Further, the right chamber capsule injection tube is provided with a safety relief valve in a communicating manner, and the threshold value of the safety relief valve is smaller than the pressure of the maximum volume of the right chamber capsule 12. The threshold value of the safety relief valve is adjusted and set according to the material, length, wall thickness and thickness of the right indoor bag 12 which is a specific product and is placed into the catheter 1 through the apex, the pressure of the right indoor bag 12 is limited, the inner volume of the right indoor bag 12 is ensured not to exceed the maximum volume set by the product, and the maximum volume is smaller than 80ml, and is preferably set to be 70ml.
The above-described embodiments are merely illustrative of the principles of the present application and their effectiveness, and are not intended to limit the present application.

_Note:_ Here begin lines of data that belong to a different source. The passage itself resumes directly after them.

Issue #466, opened 2016-08-30
Compute entropies and enthalpies in analyze.py using MBAR


jchodera:
Currently, `analyze` does not use MBAR to compute entropies and enthalpies:

https://github.com/choderalab/yank/blob/master/Yank/analyze.py#L229-L314

We should replace this with a call to [`mbar.computeEntropyAndEnthalpy()`](https://github.com/choderalab/pymbar/blob/master/pymbar/mbar.py#L1096).

Lnaden:
Fixed by #470

PR #470, opened 2016-09-01
Use MBAR for enthalpy and clean up analyze workflow

Lnaden:
Addresses #466 and some todos in the analyze.py script.

* Enthalpy now computed from MBAR instead of just mean energy.
* Changed workflow to reduce duplicate code for decorrelating samples and to prevent having to create multiple MBAR objects.
* Added cascading functions in workflow so if any particular step is forgotten, the pre-requisite steps will be called.
  - Equilibration calculation is not part of cascade yet.

### DIFF
--- a/Yank/analyze.py
+++ b/Yank/analyze.py
@@ -110,10 +110,9 @@ def show_mixing_statistics(ncfile, cutoff=0.05, nequil=0):
 
     return
 
-
-def estimate_free_energies(ncfile, ndiscard=0, nuse=None, g=None):
+def extract_ncfile_energies(ncfile, ndiscard=0, nuse=None, g=None):
     """
-    Estimate free energies of all alchemical states.
+    Extract and decorelate energies from the ncfile to gather common data for other functions
 
     Parameters
     ----------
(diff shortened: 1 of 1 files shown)


Lnaden:
I have not been able to test all functionality yet, so there may be a few bugs still.

jchodera:
This looks like a big improvement! 

We should sort out what we want to do with the analysis framework. We've given very little thought to this so far, but will need to make it scale up to analyze a large number of simulations. The current structure isn't very amenable to that.

Just brainstorming now---we can move this to an issue later---but I'd love to see:
* an `Analysis` class that contains all the methods and data, and is initialized with a YANK calculation directory
* a cleaner analysis API---it's OK if this breaks backward-compatibility
* some facility for analyzing a batch of simulations that have been set up in some directory tree

jchodera:
I've just fixed the travis test issue. You should update or rebase from `master` when you get a chance so the travis tests will run.

jchodera:
@Lnaden : I'm going to make some commits to this branch to clean things up a bit.

PR #475, opened 2016-09-07
Fix automatic addition of barostat for non-periodic systems

andrrizzi:
I just prevented `Yank` to add a barostat if the system is not periodic.

**Question:** it looks like OpenMM sets the default box vectors of a newly created system to a cube of side 2.0nm. Are there cases in which we want a non-periodic box? Should we set the vectors to `None` for non-periodic systems?

### DIFF
--- a/Yank/tests/test_yaml.py
+++ b/Yank/tests/test_yaml.py
@@ -1578,6 +1578,7 @@ def test_get_alchemical_path():
     assert len(complex_path) == 7
 
 
+@attr('slow')  # Skip on Travis-CI
 def test_run_experiment_from_amber_files():
     """Test experiment run from prmtop/inpcrd files."""
     complex_path = examples_paths()['bentol-complex']
@@ -1751,21 +1752,21 @@ def test_run_solvation_experiment():
     """Test solvation free energy experiment run."""
     with omt.utils.temporary_directory() as tmp_dir:
         yaml_script = get_template_script(tmp_dir)
+        yaml_script['solvents']['PME']['clearance'] = '14*angstroms'
         yaml_script['systems'] = {
             'system1':
                 {'solute': 'toluene', 'solvent1': 'PME', 'solvent2': 'vacuum',
                  'leap': {'parameters': ['leaprc.gaff', 'leaprc.ff14SB']}}}
-
         protocol = yaml_script['protocols']['absolute-binding']['solvent']
         yaml_script['protocols'] = {
             'hydration-protocol': {
-                'solvent1' : protocol,
-                'solvent2' : protocol
+                'solvent1': protocol,
+                'solvent2': protocol
             }
         }
         yaml_script['experiments'] = {
-            'system' : 'system1',
-            'protocol' : 'hydration-protocol'
+            'system': 'system1',
+            'protocol': 'hydration-protocol'
             }
 
         yaml_builder = YamlBuilder(yaml_script)
@@ -1787,7 +1788,6 @@ def test_run_solvation_experiment():
 
         # Check that solvated phase has a barostat.
         from netCDF4 import Dataset
-        from simtk import openmm
         ncfile = Dataset(os.path.join(output_dir, 'solvent1.nc'), 'r')
         ncgrp_stateinfo = ncfile.groups['thermodynamic_states']
         system = openmm.System()
--- a/Yank/yank.py
+++ b/Yank/yank.py
@@ -331,28 +331,6 @@ class Yank(object):
         atom_indices = alchemical_phase.atom_indices
         alchemical_states = alchemical_phase.protocol
 
-        # If temperature and pressure are specified, make sure MonteCarloBarostat is attached.
-        if thermodynamic_state.temperature and thermodynamic_state.pressure:
-            forces = { reference_system.getForce(index).__class__.__name__ : reference_system.getForce(index) for index in range(reference_system.getNumForces()) }
-
-            if 'MonteCarloAnisotropicBarostat' in forces:
-                raise Exception('MonteCarloAnisotropicBarostat is unsupported.')
-
-            if 'MonteCarloBarostat' in forces:
-                logger.debug('MonteCarloBarostat found: Setting default temperature and pressure.')
-                barostat = forces['MonteCarloBarostat']
-                # Set temperature and pressure.
-                try:
-                    barostat.setDefaultTemperature(thermodynamic_state.temperature)
-                except AttributeError:  # versions previous to OpenMM7.1
-                    barostat.setTemperature(thermodynamic_state.temperature)
-                barostat.setDefaultPressure(state.pressure)
-            else:
-                # Create barostat and add it to the system if it doesn't have one already.
-                logger.debug('MonteCarloBarostat not found: Creating one.')
-                barostat = openmm.MonteCarloBarostat(thermodynamic_state.pressure, thermodynamic_state.temperature)
-                reference_system.addForce(barostat)
-
         # Check the dimensions of positions.
         for index in range(len(positions)):
             n_atoms, _ = (positions[index] / positions[index].unit).shape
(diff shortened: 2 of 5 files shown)


andrrizzi:
I've discovered and fixed some more bugs:

1. equilibration timestep was ignored
2. there was a bug in `_is_periodic()` function that always made return `False`. I've ditched the function and used OpenMM `System.usesPeriodicBoundaryConditions()` now which (correct me if I'm wrong) should test the exact same condition.

As a consequence of 2), we have never changed the cutoff of the fully interacting system and now that is causing problems. I'll keep working on this.

Yank/yank.py
```diff
@@ -365,7 +365,7 @@ def _create_phase(self, thermodynamic_state, alchemical_phase):
             # TODO: Should we warn if cutoff can't be extended enough?
             # TODO: Should we extend to some minimum cutoff rather than the maximum allowed?
             box_vectors = fully_interacting_system.getDefaultPeriodicBoxVectors()
-            max_allowed_cutoff = 0.499 * max([ max(vector) for vector in box_vectors ]) # TODO: Correct this for non-rectangular boxes
+            max_allowed_cutoff = 0.489 * max([max(vector) for vector in box_vectors])  # TODO: Correct this for non-rectangular boxes
```
jchodera: Should this maybe be 
```python
min([max(vector) for vector in box_vectors])
```
in case one box edge is shorter than the others?

andrrizzi:
Yep! I realized it after I pushed. I'm correcting now, thanks!

jchodera:
> As a consequence of 2), we have never changed the cutoff of the fully interacting system, and now I'm having new problems related to that. I'll keep working on this.

Is it the fact that the box shrinks during equilibration with the barostat? If so, there are a few possibilities:
1. Set the scaling factor (currently `0.489`) to be small enough to safely not run into an issue
2. Set (or reset) the scaling factor after an "equilibration" phase
3. Adapt the maximum box size each iteration (which would likely cause problems with MBAR)
4. Fix the cutoff at something sufficiently large, like 16 A, and raise an exception if the box size isn't big enough to accommodate.

The relevant work quantifying the error is [this paper](http://www.choderalab.org/publications/2014/4/26/accurate-and-efficient-corrections-for-missing-dispersion-interactions-in-molecular-simulations).

jchodera:
I'm thinking the last option may be best:

Fix the large cutoff to 16 A by default (where the correction is negligble beyond this), and maybe make this an option in the YAML file?

andrrizzi:
> Is it the fact that the box shrinks during equilibration with the barostat?

No, I was referring to [this error](https://travis-ci.org/choderalab/yank/builds/158527850#L2284). It was just that OpenMM raised an exception on context creation because the cutoff was larger than half the box side. Changing `min` to `max` mostly fixed it.

Now the only error I get is `Abort trap 6` on the test starting with GROMACS files. The error disappears if I don't change the cutoff of the forces in the fully interacting system. Still trying to figure this out.

andrrizzi:
More specifically this test: `nosetests Yank/tests/test_yaml.py:test_run_experiment_from_gromacs_files`

jchodera:
> No, I was referring to this error. It was just that OpenMM raised an exception on context creation because the cutoff was larger than half the box side. Changing min to max mostly fixed it.
> Now the only error I get is Abort trap 6 on the test starting with GROMACS files. The error disappears if I don't change the cutoff of the forces in the fully interacting system. Still trying to figure this out.

When running with a barostat, an exception, segfault, or abort can happen when the box becomes smaller than twice the cutoff because of the barostat. I think we just need to make sure the cutoff is large enough to minimize the artifacts (16A or greater) and the box is large enough that this isn't a problem (e.g. 36A per side or larger).

andrrizzi:
I see! Makes sense. I'll set the max cutoff to 16A and make Yank raise an exception if the minimum box side is smaller than 3 times the maximum cutoff. I'll open an issue to remind us to add the option to control the maximum cutoff.

andrrizzi:
Sorry, I meant 2 times the maximum cutoff.

jchodera:
Maybe 2.5 times? If it's only 2 times larger, if the box shrinks during equilibration, it will still throw an exception or segfault.

andrrizzi:
The new limitation on the box size caused a couple of test starting from amber/gromacs files to fail. We have to update the examples data, but I would do that later, when we take a pass at all of them. I don't want to spend time on an example that we can decide to substitute/modify.

Is it ok if I mark those two tests as `slow` for now and merge? I'd like to restart the hydration free energy calculation tests before the weekend.

jchodera:
> The new limitation on the box size caused a couple of test starting from amber/gromacs files to fail. We have to update the examples data, but I would do that later, when we take a pass at all of them. I don't want to spend time on an example that we can decide to substitute/modify.

The easiest fix here is probably to manually specify the larger box cutoff in the YAML file for these systems once we take a pass through updating them.

> Is it ok if I mark those two tests as slow for now and merge? I'd like to restart the hydration free energy calculation tests before the weekend.

Sounds great!

jchodera:
>  I'd like to restart the hydration free energy calculation tests before the weekend.

The hydration free energies will still be wrong until I finish https://github.com/choderalab/alchemy/pull/39 so you might actually want to hold off on that test.

andrrizzi:
Ok, tests pass! Feel free to merge if you have already reviewed.

Yank/tests/test_yaml.py
```diff
@@ -1751,21 +1752,21 @@ def test_run_solvation_experiment():
     """Test solvation free energy experiment run."""
     with omt.utils.temporary_directory() as tmp_dir:
         yaml_script = get_template_script(tmp_dir)
+        yaml_script['solvents']['PME']['clearance'] = '14*angstroms'
```
jchodera: Is `clearance` the size of the box buffer when constructing a box, or the size of the cutoff used for post-processing?

Yank/yank.py
```diff
@@ -346,48 +346,35 @@ def _create_phase(self, thermodynamic_state, alchemical_phase):
...
             box_vectors = fully_interacting_system.getDefaultPeriodicBoxVectors()
-            max_allowed_cutoff = 0.499 * max([ max(vector) for vector in box_vectors ]) # TODO: Correct this for non-rectangular boxes
+            min_box_dimension = min([max(vector) for vector in box_vectors])
+
+            # Expand cutoff to minimize artifact and verify that box is big enough.
+            # If we use a barostat we leave more room for volume fluctuations or
+            # we risk fatal errors. If we don't use a barostat, OpenMM will raise
+            # the appropriate exception on context creation.
+            # TODO: Make max_allowed_cutoff an option
+            max_allowed_cutoff = 16 * unit.angstroms
```
jchodera: Can you create an issue to make this an option in the YAML file?

Yank/yank.py
```diff
@@ -346,48 +346,35 @@ def _create_phase(self, thermodynamic_state, alchemical_phase):
...
+            if thermodynamic_state.pressure and min_box_dimension < 2.25 * max_allowed_cutoff:
+                raise RuntimeError('Barostated box sides must be at least 36 Angstroms '
```
jchodera: This warning should probably compute the `2.25 * max_allowed_cutoff` value and warn about that so we don't forget to change it when we make `max_allowed_cutoff` an option.

jchodera:
Just reviewed! Feel free to merge once comments are addressed to your satisfaction.

Yank/tests/test_yaml.py
andrrizzi: It is the size of the box buffer when constructing a box.

Yank/yank.py
andrrizzi: Sure!

Yank/yank.py
andrrizzi: Yeah, I'll add this to the issue to make it an option.

Issue #479, opened 2016-09-08
Document how to test working platforms


jchodera:
Add section on checking which platforms are installed and working with `yank platform`.

Issue #476, opened 2016-09-08
Document how to configure YANK with nonstandard CUDA installations


jchodera:
We found we needed to use:
```
export OPENMM_CUDA_COMPILER=$CUDA_HOME/bin/nvcc
export LD_LIBRARY_PATH=$CUDA_HOME/lib64:$LD_LIBRARY_PATH
```

Lnaden:
Documented by #484

Issue #467, opened 2016-08-31
Add instructions to installation docs to test optional OpenEye install


Lnaden:
We should add a section to the OpenEye installation docs to have the user check if they were installed correctly, should they install them.

jchodera:
Better yet, perhaps `yank platforms` or `yank --version` or `yank status` or something should report on whether the OpenEye tools are installed and working correctly.

Lnaden:
I added the check to the `yank selftests` command and online documentation in #484, hopefully this is sufficient tests.

PR #484, opened 2016-09-13
CLI Docs Overhaul and Numerous Doc Updates

Lnaden:
This PR is a series of small changes to the online documentation and a large change to how the command line interface (CLI) help docs are handled.

* CLI now uses a nested series of help string and docs to provide the user with command specific instructions and options instead of just dumping all commands and options at once. Similar to github help docs in that you can do `yank help COMMAND` to get help on the command.
 * Moved individual command documentation into that command's .py file to keep doc and command in same place, usage doc is auto read by the `yank help` file as needed.
* Improved the cli.py file to automatically detect what commands are available by inspecting the available modules inside the commands folder. Any future commands which follow the same structure can be added and should automatically be handled by the main cli.py file
* Added option to selftest for OpenEye check, online documentation has also been updated to explain how you can test the install should fully address #467 
* Added instructions for non-standard CUDA installations to the online instructions, addresses #476
* Added instructions for testing working platforms and what to do if you do not see the platforms you expect, addresses #479 
* **NEW!** Added online documentation which points directly at the `examples/yank-yaml-cookbook/all-options.yaml` file and renders it for online documentation. It is only a raw dump of the file, but it will update in real time as we push changes and we dont have to create a custom .rst file for it. We might want to improve appearance in the future, but its a start for now.


docs/yaml.rst
```diff
@@ -0,0 +1,11 @@
+.. _yaml-head:
+
+YAML Files for Simulation
+*************************
+
+YANK now supports setting up entire simulations with easy to read and write `YAML files <http://www.yaml.org/about.html>`. No longer do you need to remember long command line arguments with many ``--`` flags, you can just write a ``yank.yaml`` file and call ``yank script --yaml=yank.yaml`` to carry out all your preparation and simulations. Below are the valid YAML options. We also have example YANK simulations which use YAML files to run.
+
+.. todo:: This section is a work in progress and not all options are shown yet
+
+.. literalinclude:: ../examples/yank-yaml-cookbook/all-options.yaml
```
andrrizzi: Maybe it's worth linking also `../examples/yank-yaml-cookbook/combinatorial-experiment.yaml`?

andrrizzi:
> Moved individual command documentation into that command's .py

I'm not sure `docopt` supports this since it uses the description to check that the user syntax is correct. It could be that tests are failing because of that.

The rest looks great so far.

Lnaden:
Looks like you are probably right, I need the base version to parse all "--options" as base strings after the fact. I can rework the code to not parse the initial input and rely instead on the `dispatch` variable to see if it failed.

Lnaden:
Might have found a `docopt` way to fix it, we'll see after this new push.

docs/yaml.rst
Lnaden: Just added in most recent push

Lnaden:
These tests are passing now. I made a few small changes based on suggestions, if it looks good though, I'll merge it.

andrrizzi:
Looks good! Just to understand, does docopt still raise an exception when the CLI syntax is wrong with this implementation (I don't think we have a test for this)?

Lnaden:
So it works by checking the basic syntax of `yank COMMAND everything else`, then parses the `COMMAND` to see if its part of the commands in the `commands` folder. If it is a command, it [checks that command's individual syntax](https://github.com/choderalab/yank/blob/551181b58f9b1a32864c641f3c4949fa93dd8d05/Yank/cli.py#L68-L74) and will reject any thing it doesn't expect, telling you how to usue that specific command. Its why I moved each command's individual usage variable to each command's individual file. If it didn't find anything to do, the `dispatch` variable is still False and the default usage message is thrown. 

I tried to model it a bit on how command line git does it errors. It also makes it a bit more tenable moving forward as we can create new commands as needed and drop them in the commands folder with the same structure as other the other <command>.py files.

andrrizzi:
Oh, I see! Nice! Feel free to merge.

Modifications and variations may be made to the above-described embodiments by those skilled in the art without departing from the spirit and scope of the present application. Accordingly, it is intended that all equivalent modifications and variations which a person having ordinary skill in the art would accomplish without departing from the spirit and technical spirit disclosed in the present patent application shall be covered by the claims of the present patent application.